When I was working in an electronics lab (couple of decades back), there were several brands that I would trust completely but the rest were “trust but verify”.
I know from experience that measuring the same device from two different manufacturers can yield different results, sometimes far from the catalog.
I find it hard to believe it happens with reputable companies. Are you sure you were not comparing A, B, and C suffixes?
If that becomes widespread, eBay purchases aside, it’s time to return to crochet as a past time.
Define “reputable” 
For me everything from US and Japan was OK. Europe - Philips (NXP now days).

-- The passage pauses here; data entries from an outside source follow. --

Issue #345, opened 2020-09-22
Change --service_control_network_fail_open flag


qiwzhang:
This flag default is true already,  by specifying it,  it is also true.  So it is confusing. 
  
Please see this https://github.com/cloudendpoints/esp/issues/816 for detail

Suggested changes: keep this flag for backward compatible, but mark it as deprecated
add a new flag
--service_control_network_fail_policy=[open|close]  default is open.

PR #348, opened 2020-09-23
Deprecated flag --service_control_network_fail_open

qiwzhang:

Replaced it with --service_control_network_fail_policy=[open|close]

### DIFF
--- a/docker/generic/start_proxy.py
+++ b/docker/generic/start_proxy.py
@@ -328,13 +328,11 @@ environment variable or by passing "-k" flag to this script.
         if the fields are available. The value must be a primitive field,
         JSON objects and arrays will not be logged.
         ''')
-    parser.add_argument(
-        '--service_control_network_fail_open',
-        default=True,
-        action='store_true',
-        help='''
-        In case of network failures when connecting to Google service control,
-        the requests will be allowed if this flag is on. The default is on.
+    parser.add_argument('--service_control_network_fail_policy',
+        default='open',  choices=['open', 'close'], help='''
+        Specify the policy to handle the request in case of network failures when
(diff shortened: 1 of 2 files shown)


qiwzhang:
https://github.com/GoogleCloudPlatform/esp-v2/issues/345

TAOXUY (approved):

nareddyt (approved):

docker/generic/start_proxy.py
```diff
@@ -328,13 +328,11 @@ def make_argparser():
...
         JSON objects and arrays will not be logged.
         ''')
-    parser.add_argument(
-        '--service_control_network_fail_open',
-        default=True,
-        action='store_true',
-        help='''
-        In case of network failures when connecting to Google service control,
-        the requests will be allowed if this flag is on. The default is on.
+    parser.add_argument('--service_control_network_fail_policy',
```
TAOXUY, line 331: This isn't backward compatible, right? If users setting `service_control_network_fail_open=False`. This flag is undefined? 

Actually I just realized for this [pr](https://github.com/cloudendpoints/esp/pull/818), look neither. `service_control_network_fail_open` will always be true even if users setting `service_control_network_fail_open=false` without setting service_control_network_fail_policy, which makes backward uncompatible?

qiwzhang: For ESPv2,  since it is in beta,  we don't need to worry about backward compatibility.  
Beside you could not use flag --service_control_network_fail_open=False.  as it is tested by users. Please see
[here](https://github.com/cloudendpoints/esp/issues/816) So with old flag, you could not turn if off.

TAOXUY: SG

TAOXUY (approved):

After some research I found out what chips I actually have:
First stage is Qovo’s TQP3M9008. At 1000GHz it has a NF of 1.1dB and OIP3 of 37.6 dBm.
The TQP3M9008 is a cascadable, high linearity gain block amplifier in a low-cost surface-mount package. At 1.9 GHz, the amplifier typically provides 20.6 dB gain, +36 dBm OIP3, and 1.3 dB Noise Figure while only drawing 85 mA current.
The amplifier is internally matched using a high performance E-pHEMT process and only requires an external RF choke and blocking/bypass capacitors for operation from a single +5 V supply.
The TQP3M9008 covers the 0.05 – 4 GHz frequency band and is targeted for wireless infrastructure or other applications requiring high linearity and/or low noise figure.